- Problem to work on
Among the entries that follow, some lines contain the word "files". Show all of them.

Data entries
PR #1250, opened 2026-08-31
perf: make Cairo Native execution optimizations configurable

heemankv:
## Summary

- expose one opt-in `exec_hash_cache_enabled` Madara setting for deterministic Starknet API hash memoization and Cairo Native runtime Pedersen memoization
- make all four Starknet API cache capacities independently configurable and add a Cairo Native Pedersen capacity that applies per native execution thread
- reject zero capacities when the hash cache is enabled
- export low-overhead per-kind total-call, hit, miss, and capacity-clear counters through the existing OpenTelemetry pipeline
- add hash-cache activity plus hit- and miss-percentage panels to the Madara overview Grafana dashboard
- retain and document the existing bounded execution read cache, with the benchmarked 512 MiB setting in the sequencer config example
- document the existing sequential Blockifier configuration (`disable_concurrency: true`, `n_workers: 1`) in the chain config example

This branch remains one commit on top of `madara-alliance/madara@daaacf0055fbea1dca67b49aab5a74426efbf49c`.

## Configuration

`configs/sequencer_config.example.yaml` demonstrates:

```yaml
backend_params:
  exec_read_cache_enabled: true
  exec_read_cache_contracts: null
  exec_read_cache_max_memory_mib: 512

  exec_hash_cache_enabled: true
  exec_hash_cache_starknet_keccak_capacity: 8192
  exec_hash_cache_pedersen_pair_capacity: 8192
  exec_hash_cache_pedersen_array_capacity: 2048
  exec_hash_cache_poseidon_array_capacity: 2048
  exec_hash_cache_cairo_native_pedersen_capacity: 8192

cairo_native_params:
  enable_native_execution: true
```

All optimization switches remain disabled by default. The Cairo Native Pedersen capacity is per execution thread because its hot-path cache is thread-local. The read and hash caches memoize deterministic values and do not change execution semantics.

## Metrics and dashboard

Madara registers observable counters backed by relaxed atomics in Starknet API and Cairo Native. Metric collection reads the atomics; hash calls themselves do not invoke OpenTelemetry.

- `exec_hash_cache_calls_call_total`
- `exec_hash_cache_hits_hit_total`
- `exec_hash_cache_misses_miss_total`
- `exec_hash_cache_capacity_clears_clear_total`

Each series has a `kind` label: `starknet_keccak`, `pedersen_pair`, `pedersen_array`, `poseidon_array`, or `cairo_native_pedersen`. The Madara overview dashboard shows total activity plus hit and miss percentages per kind.

## Dependency patches

- Cairo Native: [karnotxyz/cairo_native#1](https://github.com/karnotxyz/cairo_native/pull/1), pinned at `76dec034`
- StarkWare Sequencer / Starknet API: [karnotxyz/sequencer#3](https://github.com/karnotxyz/sequencer/pull/3), pinned at `9a4336dc`

## Validation

- `cargo test pedersen_cache` in Cairo Native: 2 passed
- full Cairo Native Clippy with warnings denied: passed
- `cargo test -p starknet_api hash_cache::tests`: 2 passed
- `cargo check -p mc-exec --locked`: passed
- `cargo check -p madara --locked`: passed after supplying the normal generated Cairo artifact inputs locally
- `cargo metadata --locked --no-deps`: passed
- targeted Rust formatting and `git diff --check`: passed
- sequencer YAML, default JSON, and Grafana dashboard JSON parsing: passed

The focused Madara binary test target remains blocked by an unrelated upstream-main test-only compile error in `madara/node/src/submit_tx.rs`, where it calls the absent `ServiceContext::new_for_testing`. Production checks pass.

## Prior benchmark evidence

The same effective optimization set was validated on the 500-block PC DevNet workload (56,322 transactions): Cairo Native improved from `23.683` to `52.511` normal TPS (`2.217x`) with `56,322 / 56,322` transaction-status parity and zero mismatches. This PR ports that proven configuration to current upstream main; it does not claim a new benchmark run.

### DIFF
--- a/Cargo.toml
+++ b/Cargo.toml
@@ -340,7 +340,30 @@ time = "0.3"
 zip = "4.3.0"
 
 [patch.crates-io]
+cairo-native = { git = "https://github.com/karnotxyz/cairo_native", rev = "76dec034da93e4f7ef93c5fda83ded540d77fc14" }
 jsonrpsee-core = { git = "https://github.com/madara-alliance/jsonrpsee", rev = "52c76441b922b9d1c6b260fcb29d62e94a8ca57c" }
 jsonrpsee-types = { git = "https://github.com/madara-alliance/jsonrpsee", rev = "52c76441b922b9d1c6b260fcb29d62e94a8ca57c" }
 rocksdb = { git = "https://github.com/madara-alliance/rust-rocksdb", branch = "read-options-set-raw-snapshot" }
 librocksdb-sys = { git = "https://github.com/madara-alliance/rust-rocksdb", branch = "read-options-set-raw-snapshot" }
+
+[patch."https://github.com/starkware-libs/sequencer"]
+apollo_compilation_utils = { git = "https://github.com/karnotxyz/sequencer", rev = "9a4336dc1b36943fb77ddfc5becd2370e61d37e1" }
+apollo_compile_to_native = { git = "https://github.com/karnotxyz/sequencer", rev = "9a4336dc1b36943fb77ddfc5becd2370e61d37e1" }
+apollo_compile_to_native_types = { git = "https://github.com/karnotxyz/sequencer", rev = "9a4336dc1b36943fb77ddfc5becd2370e61d37e1" }
+apollo_config = { git = "https://github.com/karnotxyz/sequencer", rev = "9a4336dc1b36943fb77ddfc5becd2370e61d37e1" }
+apollo_infra_utils = { git = "https://github.com/karnotxyz/sequencer", rev = "9a4336dc1b36943fb77ddfc5becd2370e61d37e1" }
+apollo_metrics = { git = "https://github.com/karnotxyz/sequencer", rev = "9a4336dc1b36943fb77ddfc5becd2370e61d37e1" }
+apollo_proc_macros = { git = "https://github.com/karnotxyz/sequencer", rev = "9a4336dc1b36943fb77ddfc5becd2370e61d37e1" }
+apollo_sizeof = { git = "https://github.com/karnotxyz/sequencer", rev = "9a4336dc1b36943fb77ddfc5becd2370e61d37e1" }
+apollo_sizeof_macros = { git = "https://github.com/karnotxyz/sequencer", rev = "9a4336dc1b36943fb77ddfc5becd2370e61d37e1" }
+apollo_starknet_os_program = { git = "https://github.com/karnotxyz/sequencer", rev = "9a4336dc1b36943fb77ddfc5becd2370e61d37e1" }
+apollo_time = { git = "https://github.com/karnotxyz/sequencer", rev = "9a4336dc1b36943fb77ddfc5becd2370e61d37e1" }
+blockifier = { git = "https://github.com/karnotxyz/sequencer", rev = "9a4336dc1b36943fb77ddfc5becd2370e61d37e1" }
+blockifier_test_utils = { git = "https://github.com/karnotxyz/sequencer", rev = "9a4336dc1b36943fb77ddfc5becd2370e61d37e1" }
+papyrus_common = { git = "https://github.com/karnotxyz/sequencer", rev = "9a4336dc1b36943fb77ddfc5becd2370e61d37e1" }
+shared_execution_objects = { git = "https://github.com/karnotxyz/sequencer", rev = "9a4336dc1b36943fb77ddfc5becd2370e61d37e1" }
+starknet_api = { git = "https://github.com/karnotxyz/sequencer", rev = "9a4336dc1b36943fb77ddfc5becd2370e61d37e1" }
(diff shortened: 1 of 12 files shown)


madara/node/src/cli/backend.rs
```diff
@@ -209,11 +209,57 @@ pub struct BackendParams {
...
+    #[serde(default)]
+    pub exec_hash_cache_enabled: bool,
+
+    /// Maximum Starknet Keccak memoized values.
+    #[clap(
+        env = "MADARA_EXEC_HASH_CACHE_STARKNET_KECCAK_CAPACITY",
+        long,
+        default_value_t = starknet_api::DEFAULT_SN_KECCAK_CACHE_CAPACITY
+    )]
+    pub exec_hash_cache_starknet_keccak_capacity: usize,
```
Mohiiit, line 245: Could we add Serde defaults matching the Clap defaults to all five new capacity fields? Clap’s `default_value_t` is only applied during CLI parsing. When Madara starts with `--config-file`, `main` extracts the selected file directly through Figment, so a valid pre-PR config that omits these keys now fails deserialization even though the cache remains disabled by default.

I think this should also include a regression test that deserializes a config with all five hash-cache capacity keys omitted.

observability/grafana/dashboards/Madara/madara-overview.json
```diff
@@ -8466,6 +8466,179 @@
...
+        "type": "prometheus",
+        "uid": "${DS_PROMETHEUS}"
+      },
+      "fieldConfig": {
+        "defaults": {
+          "color": {
+            "mode": "thresholds"
+          },
+          "mappings": [],
+          "thresholds": {
```
Mohiiit, line 8581: Could we either show only the hit ratio in this stat or add a field override for the miss series? The panel applies the same threshold to both queries, so a miss ratio above 80% is rendered green even though that is the unhealthy outcome. Separate thresholds would keep the dashboard from presenting cache regressions as healthy.

Cargo.toml
```diff
@@ -340,7 +340,30 @@ time = "0.3"
 zip = "4.3.0"
 
 [patch.crates-io]
+cairo-native = { git = "https://github.com/karnotxyz/cairo_native", rev = "76dec034da93e4f7ef93c5fda83ded540d77fc14" }
 jsonrpsee-core = { git = "https://github.com/madara-alliance/jsonrpsee", rev = "52c76441b922b9d1c6b260fcb29d62e94a8ca57c" }
 jsonrpsee-types = { git = "https://github.com/madara-alliance/jsonrpsee", rev = "52c76441b922b9d1c6b260fcb29d62e94a8ca57c" }
 rocksdb = { git = "https://github.com/madara-alliance/rust-rocksdb", branch = "read-options-set-raw-snapshot" }
 librocksdb-sys = { git = "https://github.com/madara-alliance/rust-rocksdb", branch = "read-options-set-raw-snapshot" }
+
+[patch."https://github.com/starkware-libs/sequencer"]
```
Mohiiit, line 349: Do we need to patch every Blockifier and Sequencer dependency here? Could this broad replacement create dependency or compatibility issues?

madara/crates/client/cairo_native/src/lib.rs
```diff
@@ -33,6 +33,10 @@ pub mod to_blockifier;
 mod test_utils;
 
 // Re-export commonly used types
+pub use cairo_native::{
```
Mohiiit, line 36: Could we re-export only the dependency API Madara currently uses? `set_pedersen_cache_enabled` and `PedersenCacheMetrics` have no callers in this workspace, while the configuration function, metrics snapshot, config type, and default capacity are used. Keeping the facade to those used items avoids creating public API that we may have to preserve later.

Mohiiit (changes requested):
I have a few questions around the configuration and observability surface.

madara/node/src/cli/backend.rs
heemankv: Done! Added Serde defaults matching all five Clap defaults and a Figment regression test that removes every capacity key from the existing config fixture and verifies the legacy config still deserializes with the expected values.

observability/grafana/dashboards/Madara/madara-overview.json
heemankv: Done! Removed the complementary miss series and renamed the panel to Exec Hash Cache Hit Ratio, so the healthy threshold now applies only to the value where higher is better.

Cargo.toml
heemankv: Done! Narrowed the override from the full Sequencer stack to starknet_api plus its four internal path-dependency crates required to keep one coherent source identity. Blockifier and all unrelated Sequencer packages now remain on the upstream tag; the locked production build passes.

madara/crates/client/cairo_native/src/lib.rs
heemankv: Done! Trimmed the Madara facade to the four APIs it actually uses: configuration, metrics snapshot, config type, and default capacity. The unused setter and metrics type re-exports are gone.

Mohiiit (approved):

PR #1251, opened 2026-08-31
feat(sync): add preconfirmed reorg protection

heemankv:
## Pull Request type

- [ ] Bugfix
- [x] Feature
- [ ] Build-related changes
- [x] Testing

`MADARA_DISABLE_REORG` only applies to confirmed-block parent-hash divergence. An already-synced preconfirmed block is still replaced when its header changes, its executed transaction count shrinks, or its transaction prefix diverges.
\n
## What is the new behavior?

- Adds the independent `MADARA_DISABLE_REORG_PRECONFIRMED` environment variable and `--disable-reorg-preconfirmed` CLI option.
- When enabled, preserves the local preconfirmed block if the upstream header changes or any previously-synced executed/candidate transaction is removed or replaced.
- Continues to accept forward-only updates, including candidate-to-executed progress and appended transactions.
- Defaults to `false`, leaving existing behavior unchanged unless explicitly enabled.

No.

## Other information

Validation:

- `cargo test -p mc-sync --lib` (34 passed, 1 ignored)
- `cargo test -p madara -F mp-utils/testing full_node_can_disable_preconfirmed_reorgs_independently`
- `cargo check -p madara --bin madara`
- `cargo fmt --all -- --check`

### DIFF
--- a/madara/crates/client/sync/src/tests/gateway_mock.rs
+++ b/madara/crates/client/sync/src/tests/gateway_mock.rs
@@ -198,6 +198,25 @@ impl GatewayMock {
 
     /// Ts is timestamp. We use that to differentiate pending blocks in the tests.
     pub fn mock_block_pending_with_ts(&self, block_number: u64, timestamp: usize) -> Mock<'_> {
+        self.mock_block_pending_with_ts_and_count(block_number, timestamp, 1)
+    }
+
+    pub fn mock_block_pending_with_ts_and_count(
+        &self,
+        block_number: u64,
+        timestamp: usize,
+        transaction_count: usize,
+    ) -> Mock<'_> {
+        self.mock_block_pending_with_ts_and_counts(block_number, timestamp, transaction_count, transaction_count)
+    }
+
+    pub fn mock_block_pending_with_ts_and_counts(
+        &self,
+        block_number: u64,
+        timestamp: usize,
+        transaction_count: usize,
+        executed_count: usize,
+    ) -> Mock<'_> {
         // block alpha-sepolia 171544
         self.mock_server.mock(|when, then| {
             when.method("GET")
@@ -225,8 +244,7 @@ impl GatewayMock {
                 },
                 "timestamp": timestamp,
                 "sequencer_address": "0x1176a1bd84444c89232ec27754698e5d2e7e1a7f1539f12027f28b23ec9f3d8",
-                "transactions": [
-                    {
+                "transactions": (0..transaction_count).map(|_| json!({
                         "transaction_hash": "0x6a5a493cf33919e58aa4c75777bffdef97c0e39cac968896d7bee8cc67905a1",
                         "version": "0x1",
                         "max_fee": "0x0",
@@ -250,10 +268,8 @@ impl GatewayMock {
                             "0x1"
                         ],
                         "type": "INVOKE_FUNCTION"
-                    },
-                ],
-                "transaction_receipts": [
-                    {
+                    })).collect::<Vec<_>>(),
+                "transaction_receipts": (0..transaction_count).map(|index| if index < executed_count { json!({
                         "execution_status": "SUCCEEDED",
                         "transaction_index": 3,
                         "transaction_hash": "0x6a5a493cf33919e58aa4c75777bffdef97c0e39cac968896d7bee8cc67905a1",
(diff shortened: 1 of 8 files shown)


madara/crates/client/sync/src/tests/gateway_mock.rs
```diff
@@ -225,8 +244,7 @@ impl GatewayMock {
                 },
                 "timestamp": timestamp,
                 "sequencer_address": "0x1176a1bd84444c89232ec27754698e5d2e7e1a7f1539f12027f28b23ec9f3d8",
-                "transactions": [
-                    {
+                "transactions": (0..transaction_count).map(|_| json!({
                         "transaction_hash": "0x6a5a493cf33919e58aa4c75777bffdef97c0e39cac968896d7bee8cc67905a1",
                         "version": "0x1",
```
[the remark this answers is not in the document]
heemankv: Addressed in 7c22f7a7e. The fixture now emits a distinct hash for every transaction while preserving the original first hash used by the realistic test. The regression also sends a same-length block with a different hash sequence and verifies that the local executed/candidate prefix is retained.

madara/crates/client/sync/src/tests/pipeline.rs
```diff
@@ -176,6 +197,65 @@ async fn test_pending_block_update(mut ctx: TestContext) {
...
+    assert_eq!(ctx.service_state_recv.recv().await.unwrap(), ServiceEvent::SyncingTo { target: 1 });
+    assert_eq!(ctx.service_state_recv.recv().await.unwrap(), ServiceEvent::Idle);
+    assert_eq!(ctx.service_state_recv.recv().await.unwrap(), ServiceEvent::UpdatedPreconfirmedBlock);
+
+    assert_eq!(preconfirmed_state(&ctx.backend), (1000000000000, 1, 1));
+    drop(task);
+
+    pending_block_mock.delete();
+    let mut grown_block_mock = ctx.gateway_mock.mock_block_pending_with_ts_and_counts(2, 1000000000000, 3, 2);
+    assert!(poll_preconfirmed(&ctx.gateway_mock, &ctx.importer, &ctx.backend, true).await);
```
Mohiiit, line 229: Could we also cover forward growth and candidate replacement with `disable_reorg_preconfirmed = false`? The executed-prefix comparison changes even when protection is disabled, so this would verify that the default path still accepts these updates. Asserting the resulting executed and candidate hashes would also check that appending retains the correct prefix without duplicating transactions.

madara/node/src/cli/l2.rs
```diff
@@ -89,6 +89,12 @@ pub struct L2SyncParams {
     /// operators who want to manually handle chain divergences.
     #[clap(env = "MADARA_DISABLE_REORG", long, default_value_t = false)]
     pub disable_reorg: bool,
+
+    /// Disable replacement of an already-synced preconfirmed block when the upstream block shrinks,
+    /// changes header, or changes its existing transaction prefix. Forward-only updates remain enabled.
```
Mohiiit, line 94: Could we clarify in the flag documentation that confirmed-block import still takes precedence over the preserved preconfirmed view? A regression that rejects a divergent preconfirmed update, then accepts its confirmed block and advances to the next height, would make this boundary explicit and verify that protection cannot stall normal confirmation.

madara/crates/client/sync/src/tests/gateway_mock.rs
```diff
@@ -198,6 +198,64 @@ impl GatewayMock {
...
+    ) -> Mock<'_> {
+        self.mock_block_pending_with_hash_offsets(
+            block_number,
+            timestamp,
+            executed_count,
+            vec![hash_offset; transaction_count],
+        )
+    }
+
+    pub fn mock_block_pending_with_hash_offsets(
```
Mohiiit, line 239: Could we simplify these fixture variants around one helper taking explicit transaction hashes and an executed count, while retaining the existing convenience wrapper? That would make replacement and reordering scenarios readable directly from the supplied hashes, without tracing the wrapper chain or the offset-to-hash calculation.

Mohiiit (commented):
A few non-blocking suggestions to strengthen coverage of the default behavior and confirmation boundary, plus a small fixture simplification.

madara/crates/client/sync/src/tests/pipeline.rs
heemankv: Addressed in #1254: added default-off forward-growth and candidate-only replacement coverage with exact executed/candidate hash assertions, including prefix retention without duplication.

madara/node/src/cli/l2.rs
heemankv: Addressed in #1254: clarified that confirmed imports take precedence, and added a regression that rejects a divergent preconfirmed update, imports the confirmed block at that height, and advances to the next preconfirmed height.

madara/crates/client/sync/src/tests/gateway_mock.rs
heemankv: Addressed in #1254: replaced the offset-based fixture variants with one helper that takes explicit transaction hashes and an executed count, while retaining the count-based convenience wrappers.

- Response
(diff shortened: 1 of 12 files shown)
(diff shortened: 1 of 8 files shown)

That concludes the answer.